# Task item:
Please retype the records below exactly, from the first line down to and including the line with "This PR implement".

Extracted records
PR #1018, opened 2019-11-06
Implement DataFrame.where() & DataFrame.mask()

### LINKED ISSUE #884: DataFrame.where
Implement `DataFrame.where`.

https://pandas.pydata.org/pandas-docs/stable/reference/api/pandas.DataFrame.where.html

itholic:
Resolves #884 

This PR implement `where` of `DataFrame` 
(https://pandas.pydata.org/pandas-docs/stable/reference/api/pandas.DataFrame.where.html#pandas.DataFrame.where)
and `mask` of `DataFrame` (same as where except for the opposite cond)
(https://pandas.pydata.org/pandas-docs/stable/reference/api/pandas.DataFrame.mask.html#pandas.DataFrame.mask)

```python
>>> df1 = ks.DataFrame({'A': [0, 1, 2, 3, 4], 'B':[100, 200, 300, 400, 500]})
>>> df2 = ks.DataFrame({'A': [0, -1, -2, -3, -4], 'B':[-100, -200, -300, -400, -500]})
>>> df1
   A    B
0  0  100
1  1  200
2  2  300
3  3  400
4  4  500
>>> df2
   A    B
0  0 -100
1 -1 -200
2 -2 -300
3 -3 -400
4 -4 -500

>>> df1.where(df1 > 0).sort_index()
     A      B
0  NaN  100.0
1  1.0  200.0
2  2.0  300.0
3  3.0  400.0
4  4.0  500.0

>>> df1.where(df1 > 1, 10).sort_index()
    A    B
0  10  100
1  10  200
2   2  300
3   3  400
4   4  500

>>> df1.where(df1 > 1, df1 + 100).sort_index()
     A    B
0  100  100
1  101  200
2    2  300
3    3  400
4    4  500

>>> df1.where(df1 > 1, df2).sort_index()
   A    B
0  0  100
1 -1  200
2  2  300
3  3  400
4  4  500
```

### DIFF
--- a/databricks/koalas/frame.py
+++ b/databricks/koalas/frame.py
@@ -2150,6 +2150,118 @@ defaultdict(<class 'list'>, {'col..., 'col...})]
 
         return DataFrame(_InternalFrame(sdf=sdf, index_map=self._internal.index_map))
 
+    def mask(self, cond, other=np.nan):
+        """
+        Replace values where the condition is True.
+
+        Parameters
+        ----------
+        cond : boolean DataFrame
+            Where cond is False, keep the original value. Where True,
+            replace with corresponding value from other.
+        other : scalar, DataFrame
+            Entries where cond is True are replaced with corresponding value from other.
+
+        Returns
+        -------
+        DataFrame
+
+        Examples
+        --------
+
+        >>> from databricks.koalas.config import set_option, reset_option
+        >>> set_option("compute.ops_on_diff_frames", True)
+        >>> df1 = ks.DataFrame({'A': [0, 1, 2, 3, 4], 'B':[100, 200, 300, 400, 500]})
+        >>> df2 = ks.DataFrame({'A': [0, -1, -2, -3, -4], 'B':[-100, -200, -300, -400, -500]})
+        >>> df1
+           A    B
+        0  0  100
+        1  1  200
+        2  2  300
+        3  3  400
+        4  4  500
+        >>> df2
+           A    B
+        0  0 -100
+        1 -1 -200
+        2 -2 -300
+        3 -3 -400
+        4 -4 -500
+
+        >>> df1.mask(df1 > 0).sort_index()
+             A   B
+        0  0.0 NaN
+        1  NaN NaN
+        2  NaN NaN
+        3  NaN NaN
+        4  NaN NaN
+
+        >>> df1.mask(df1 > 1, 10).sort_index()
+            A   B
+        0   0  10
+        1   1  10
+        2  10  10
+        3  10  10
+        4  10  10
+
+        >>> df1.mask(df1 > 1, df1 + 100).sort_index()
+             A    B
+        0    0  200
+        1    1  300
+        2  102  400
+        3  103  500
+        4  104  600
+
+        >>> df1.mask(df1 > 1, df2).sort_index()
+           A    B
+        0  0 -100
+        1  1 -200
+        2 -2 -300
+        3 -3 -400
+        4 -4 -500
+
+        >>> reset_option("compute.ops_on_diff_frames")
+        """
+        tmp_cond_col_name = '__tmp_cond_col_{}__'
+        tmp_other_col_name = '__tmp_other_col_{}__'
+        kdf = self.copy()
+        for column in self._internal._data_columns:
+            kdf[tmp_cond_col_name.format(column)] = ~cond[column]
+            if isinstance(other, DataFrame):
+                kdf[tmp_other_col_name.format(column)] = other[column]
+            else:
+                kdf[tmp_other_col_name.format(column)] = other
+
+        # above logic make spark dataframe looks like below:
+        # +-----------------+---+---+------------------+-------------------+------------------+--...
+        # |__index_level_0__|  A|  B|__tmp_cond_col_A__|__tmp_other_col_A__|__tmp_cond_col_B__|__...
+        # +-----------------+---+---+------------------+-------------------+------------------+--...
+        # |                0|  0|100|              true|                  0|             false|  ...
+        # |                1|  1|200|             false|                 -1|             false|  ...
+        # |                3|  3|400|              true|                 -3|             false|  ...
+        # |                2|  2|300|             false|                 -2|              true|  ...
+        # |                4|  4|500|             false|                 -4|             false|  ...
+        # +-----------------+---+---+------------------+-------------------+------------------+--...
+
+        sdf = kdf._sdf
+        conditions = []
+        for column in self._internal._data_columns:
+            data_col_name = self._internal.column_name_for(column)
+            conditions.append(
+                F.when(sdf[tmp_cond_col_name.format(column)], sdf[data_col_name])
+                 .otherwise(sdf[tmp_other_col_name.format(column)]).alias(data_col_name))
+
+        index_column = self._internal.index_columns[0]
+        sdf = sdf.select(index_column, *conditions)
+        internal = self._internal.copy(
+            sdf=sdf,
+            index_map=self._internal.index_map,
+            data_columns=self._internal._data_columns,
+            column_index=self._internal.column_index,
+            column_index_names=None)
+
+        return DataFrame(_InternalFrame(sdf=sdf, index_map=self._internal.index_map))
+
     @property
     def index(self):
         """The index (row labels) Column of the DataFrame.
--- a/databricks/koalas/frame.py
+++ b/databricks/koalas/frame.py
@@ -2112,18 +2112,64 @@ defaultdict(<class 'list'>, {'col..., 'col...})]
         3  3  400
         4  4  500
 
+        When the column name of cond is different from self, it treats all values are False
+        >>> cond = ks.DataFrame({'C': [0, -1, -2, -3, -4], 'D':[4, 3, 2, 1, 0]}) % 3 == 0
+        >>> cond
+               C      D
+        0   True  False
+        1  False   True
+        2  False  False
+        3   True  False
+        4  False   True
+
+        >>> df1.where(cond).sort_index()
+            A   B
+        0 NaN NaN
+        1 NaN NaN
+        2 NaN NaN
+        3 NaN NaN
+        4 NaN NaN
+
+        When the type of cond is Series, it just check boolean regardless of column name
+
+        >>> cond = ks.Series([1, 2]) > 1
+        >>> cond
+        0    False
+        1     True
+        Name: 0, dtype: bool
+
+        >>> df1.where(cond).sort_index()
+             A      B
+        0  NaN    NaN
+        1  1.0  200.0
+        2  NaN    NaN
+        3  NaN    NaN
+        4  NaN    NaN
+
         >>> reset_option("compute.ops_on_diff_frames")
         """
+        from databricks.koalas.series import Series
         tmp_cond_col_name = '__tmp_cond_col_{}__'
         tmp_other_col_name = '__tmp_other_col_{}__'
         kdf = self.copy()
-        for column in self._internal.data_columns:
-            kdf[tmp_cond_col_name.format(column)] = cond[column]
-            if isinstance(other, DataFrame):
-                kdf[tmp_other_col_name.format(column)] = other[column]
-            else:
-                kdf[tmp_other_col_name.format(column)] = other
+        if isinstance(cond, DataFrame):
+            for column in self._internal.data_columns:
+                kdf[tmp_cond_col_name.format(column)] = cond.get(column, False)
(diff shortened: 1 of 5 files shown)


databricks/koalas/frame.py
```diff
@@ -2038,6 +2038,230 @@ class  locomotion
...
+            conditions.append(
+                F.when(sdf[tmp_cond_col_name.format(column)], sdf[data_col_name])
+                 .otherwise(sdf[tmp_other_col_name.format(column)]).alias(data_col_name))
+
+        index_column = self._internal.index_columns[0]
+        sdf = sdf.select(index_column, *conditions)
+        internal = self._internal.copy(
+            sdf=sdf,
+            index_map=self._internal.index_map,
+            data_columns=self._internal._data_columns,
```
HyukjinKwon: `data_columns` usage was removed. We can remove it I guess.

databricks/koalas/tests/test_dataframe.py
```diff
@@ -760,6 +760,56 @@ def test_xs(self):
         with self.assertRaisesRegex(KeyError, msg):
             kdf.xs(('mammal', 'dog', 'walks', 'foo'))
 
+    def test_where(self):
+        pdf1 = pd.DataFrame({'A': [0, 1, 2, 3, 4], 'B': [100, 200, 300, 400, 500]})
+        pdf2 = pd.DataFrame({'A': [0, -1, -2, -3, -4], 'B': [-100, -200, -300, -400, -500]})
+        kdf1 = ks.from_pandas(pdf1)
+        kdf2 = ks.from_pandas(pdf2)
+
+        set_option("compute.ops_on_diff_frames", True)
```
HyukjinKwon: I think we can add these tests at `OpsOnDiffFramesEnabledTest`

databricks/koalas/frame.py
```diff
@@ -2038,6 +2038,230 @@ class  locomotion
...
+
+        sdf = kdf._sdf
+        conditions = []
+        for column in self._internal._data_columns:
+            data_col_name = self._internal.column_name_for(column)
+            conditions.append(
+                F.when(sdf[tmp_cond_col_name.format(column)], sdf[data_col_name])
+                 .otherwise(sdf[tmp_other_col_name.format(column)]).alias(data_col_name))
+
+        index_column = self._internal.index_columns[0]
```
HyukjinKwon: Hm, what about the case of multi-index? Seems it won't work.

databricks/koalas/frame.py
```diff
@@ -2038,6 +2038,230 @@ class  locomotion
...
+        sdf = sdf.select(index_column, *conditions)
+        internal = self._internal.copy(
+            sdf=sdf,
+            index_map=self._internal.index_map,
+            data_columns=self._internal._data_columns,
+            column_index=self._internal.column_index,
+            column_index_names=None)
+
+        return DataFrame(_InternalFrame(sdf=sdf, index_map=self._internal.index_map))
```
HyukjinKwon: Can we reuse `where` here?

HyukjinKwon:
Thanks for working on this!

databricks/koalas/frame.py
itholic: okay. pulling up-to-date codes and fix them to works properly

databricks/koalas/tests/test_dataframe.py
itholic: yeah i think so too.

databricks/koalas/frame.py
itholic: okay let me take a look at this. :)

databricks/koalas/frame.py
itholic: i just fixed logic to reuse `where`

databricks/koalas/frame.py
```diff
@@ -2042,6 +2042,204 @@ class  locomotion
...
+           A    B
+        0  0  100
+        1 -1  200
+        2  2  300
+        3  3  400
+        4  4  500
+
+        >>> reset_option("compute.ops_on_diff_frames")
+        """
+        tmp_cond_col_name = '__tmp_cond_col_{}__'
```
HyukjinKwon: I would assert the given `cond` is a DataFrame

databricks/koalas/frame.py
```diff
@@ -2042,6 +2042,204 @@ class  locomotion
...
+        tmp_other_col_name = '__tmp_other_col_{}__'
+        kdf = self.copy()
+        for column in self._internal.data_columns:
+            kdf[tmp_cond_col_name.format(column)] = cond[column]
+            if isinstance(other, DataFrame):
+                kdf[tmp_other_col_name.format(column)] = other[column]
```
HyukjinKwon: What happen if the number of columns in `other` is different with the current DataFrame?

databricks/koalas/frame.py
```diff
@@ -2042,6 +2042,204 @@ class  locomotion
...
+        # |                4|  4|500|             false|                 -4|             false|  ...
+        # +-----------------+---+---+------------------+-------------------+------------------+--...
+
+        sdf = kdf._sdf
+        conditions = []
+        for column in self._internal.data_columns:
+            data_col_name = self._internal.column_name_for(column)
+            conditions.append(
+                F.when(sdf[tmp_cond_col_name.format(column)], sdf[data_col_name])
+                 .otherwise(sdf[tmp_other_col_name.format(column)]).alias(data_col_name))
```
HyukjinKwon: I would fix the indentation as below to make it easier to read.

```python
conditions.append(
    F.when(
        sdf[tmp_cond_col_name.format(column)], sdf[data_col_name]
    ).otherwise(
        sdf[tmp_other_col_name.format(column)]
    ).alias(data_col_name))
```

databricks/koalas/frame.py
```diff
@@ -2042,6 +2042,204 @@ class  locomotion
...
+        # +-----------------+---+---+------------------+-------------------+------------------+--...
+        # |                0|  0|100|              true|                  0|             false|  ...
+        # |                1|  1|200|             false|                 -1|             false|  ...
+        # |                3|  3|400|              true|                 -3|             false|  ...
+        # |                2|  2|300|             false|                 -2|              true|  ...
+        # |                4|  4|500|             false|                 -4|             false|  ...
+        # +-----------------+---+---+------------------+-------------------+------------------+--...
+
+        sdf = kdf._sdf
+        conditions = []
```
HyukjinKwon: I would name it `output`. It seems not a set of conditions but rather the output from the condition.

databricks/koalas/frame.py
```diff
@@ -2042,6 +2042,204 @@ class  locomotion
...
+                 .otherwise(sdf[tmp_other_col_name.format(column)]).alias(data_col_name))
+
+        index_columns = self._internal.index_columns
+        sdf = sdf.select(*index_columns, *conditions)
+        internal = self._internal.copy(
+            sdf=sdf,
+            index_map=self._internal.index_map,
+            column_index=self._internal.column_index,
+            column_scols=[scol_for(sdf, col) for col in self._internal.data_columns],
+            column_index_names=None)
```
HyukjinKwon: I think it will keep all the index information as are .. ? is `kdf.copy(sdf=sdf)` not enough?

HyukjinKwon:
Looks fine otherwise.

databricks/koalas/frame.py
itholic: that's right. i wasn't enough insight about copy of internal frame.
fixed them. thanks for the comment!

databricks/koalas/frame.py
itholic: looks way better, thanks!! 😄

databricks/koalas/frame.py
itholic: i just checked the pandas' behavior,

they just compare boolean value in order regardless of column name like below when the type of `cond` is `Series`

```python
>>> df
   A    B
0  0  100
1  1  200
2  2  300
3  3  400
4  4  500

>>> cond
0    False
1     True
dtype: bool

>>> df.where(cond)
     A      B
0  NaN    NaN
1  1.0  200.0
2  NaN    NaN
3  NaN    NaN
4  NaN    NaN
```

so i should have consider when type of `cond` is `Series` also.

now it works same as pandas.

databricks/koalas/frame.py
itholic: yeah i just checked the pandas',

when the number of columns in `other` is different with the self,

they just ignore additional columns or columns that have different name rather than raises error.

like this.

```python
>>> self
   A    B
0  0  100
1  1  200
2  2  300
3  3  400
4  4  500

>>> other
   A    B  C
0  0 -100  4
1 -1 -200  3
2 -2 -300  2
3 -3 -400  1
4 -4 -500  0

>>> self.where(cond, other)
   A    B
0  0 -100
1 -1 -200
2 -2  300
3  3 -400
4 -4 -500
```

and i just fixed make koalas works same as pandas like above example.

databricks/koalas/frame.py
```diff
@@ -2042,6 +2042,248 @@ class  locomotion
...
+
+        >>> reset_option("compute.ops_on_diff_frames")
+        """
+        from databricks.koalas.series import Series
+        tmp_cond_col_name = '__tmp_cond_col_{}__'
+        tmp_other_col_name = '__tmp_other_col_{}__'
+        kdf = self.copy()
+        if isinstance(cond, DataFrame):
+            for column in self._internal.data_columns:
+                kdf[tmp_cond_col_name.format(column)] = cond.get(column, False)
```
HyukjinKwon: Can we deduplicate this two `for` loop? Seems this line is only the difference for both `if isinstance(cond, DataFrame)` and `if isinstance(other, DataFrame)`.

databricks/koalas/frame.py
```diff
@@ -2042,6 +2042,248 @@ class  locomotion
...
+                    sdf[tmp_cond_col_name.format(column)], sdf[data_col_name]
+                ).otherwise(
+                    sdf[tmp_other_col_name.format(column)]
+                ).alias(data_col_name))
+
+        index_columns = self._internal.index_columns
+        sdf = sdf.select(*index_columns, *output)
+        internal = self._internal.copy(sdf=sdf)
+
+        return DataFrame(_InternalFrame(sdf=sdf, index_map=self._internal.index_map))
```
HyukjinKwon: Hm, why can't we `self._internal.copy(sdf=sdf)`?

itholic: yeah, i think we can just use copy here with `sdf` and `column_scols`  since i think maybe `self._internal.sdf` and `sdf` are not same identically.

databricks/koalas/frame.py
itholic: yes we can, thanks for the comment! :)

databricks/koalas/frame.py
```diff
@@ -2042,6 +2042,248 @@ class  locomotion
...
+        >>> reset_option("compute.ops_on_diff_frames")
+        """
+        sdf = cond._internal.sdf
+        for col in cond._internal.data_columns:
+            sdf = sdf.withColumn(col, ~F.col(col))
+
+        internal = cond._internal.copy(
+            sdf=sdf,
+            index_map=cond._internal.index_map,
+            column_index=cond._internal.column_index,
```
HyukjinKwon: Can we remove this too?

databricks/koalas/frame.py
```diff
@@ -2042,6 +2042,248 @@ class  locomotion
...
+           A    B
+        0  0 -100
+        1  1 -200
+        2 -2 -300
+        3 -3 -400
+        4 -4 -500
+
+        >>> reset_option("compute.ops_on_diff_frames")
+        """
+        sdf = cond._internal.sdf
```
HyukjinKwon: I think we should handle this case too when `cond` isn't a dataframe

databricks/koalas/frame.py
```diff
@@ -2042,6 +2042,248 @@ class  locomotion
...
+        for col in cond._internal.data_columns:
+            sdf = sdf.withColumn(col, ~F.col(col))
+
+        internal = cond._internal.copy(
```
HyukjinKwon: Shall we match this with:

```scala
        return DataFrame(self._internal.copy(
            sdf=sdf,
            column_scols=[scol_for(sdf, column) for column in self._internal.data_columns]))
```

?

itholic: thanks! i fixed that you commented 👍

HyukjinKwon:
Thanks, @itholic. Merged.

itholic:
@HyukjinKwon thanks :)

# Solution for this task:
PR #1018, opened 2019-11-06
Implement DataFrame.where() & DataFrame.mask()

### LINKED ISSUE #884: DataFrame.where
Implement `DataFrame.where`.

https://pandas.pydata.org/pandas-docs/stable/reference/api/pandas.DataFrame.where.html

itholic:
Resolves #884 

This PR implement `where` of `DataFrame` 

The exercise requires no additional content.